To test the effect of Afu2g02220 on ITCZ sensitivity, we grew the wild type (WT) and ΔAfu2g02220 strains in the presence of 0.15 μg/ml of ITCZ and measured colony diameter after 72 h of incubation at 37°C. We observed a qualitative reduction in conidia production in KO strains (Supplementary Figure 6). In minimal media without ITCZ ΔAfu2g02220-1 and ΔAfu2g02220-2 growth rates did not significantly differ from the WT (ΔAfu2g02220-1 = 45.016 ± 0.027 mm, ΔAfu2g02220-2 = 45.018 ± 0.030 mm, WT = 44.994 ± 0.024 mm) (Figure 3C).
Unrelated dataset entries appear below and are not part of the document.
PR #1185, opened 2024-06-04
feat: use pipelining for get trace status from redis

VinozzZ:

Optimize redis query performance by using pipelining as suggested by redis doc https://redis.io/docs/latest/develop/use/pipelining/

- Implement pipelining for `HGETALL` command
- Implement `FanoutChunksToMap` to allow using fanout pattern for batch processing


generics/fanout.go
```diff
@@ -161,3 +161,74 @@ func EasyFanoutToMap[T comparable, U any](input []T, parallelism int, worker fun
 		return worker, nil
 	}, nil)
 }
+
+// FanoutChunksToMap takes a slice of input, a chunk size, a maximum parallelism factor, and a worker factory.
+// It calls the generated worker on every chunk of the input, and returns a (possibly filtered) map of the inputs to the outputs.
+// Only the outputs that pass the predicate (if it is not nil) will be added to the map.
+//
+// The maximum parallelism factor is the maximum number of workers that will be run in parallel. The actual number of workers
+// will be the minimum of the maximum parallelism factor and the number of chunks in the input.
```
kentquirk, line 170:
```suggestion
// FanoutChunksToMap takes a slice of input, a chunk size, a maximum parallelism
// factor, and a worker factory. It calls the generated worker on every chunk of
// the input, and returns a (possibly filtered) map of the inputs to the
// outputs. Only the outputs that pass the predicate (if it is not nil) will be
// added to the map.
//
// The maximum parallelism factor is the maximum number of workers that will be
// run in parallel. The actual number of workers will be the minimum of the
// maximum parallelism factor and the number of chunks in the input.
```

kentquirk (approved):
We went over this in a pairing session. 

I just wordwrapped a comment.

This result suggests that the background growth rate of ΔAfu2g02220 is not impacted by the gene deletion. However, at ITCZ concentrations of 0.15 μg/ml we observed a minor but consistent reduction in growth in KO strains compared to WT (ΔAfu2g02220-1 = 18.594 ± 0.105 mm, ΔAfu2g02220-1 = 18.615 ± 0.022 mm, WT = 19.239 ± 0.021 mm) (p-value = 2e⁻¹⁶ for both KOs) (Figure 3D). These results suggest that Afu2g02220 plays a minor role in ITCZ sensitivity.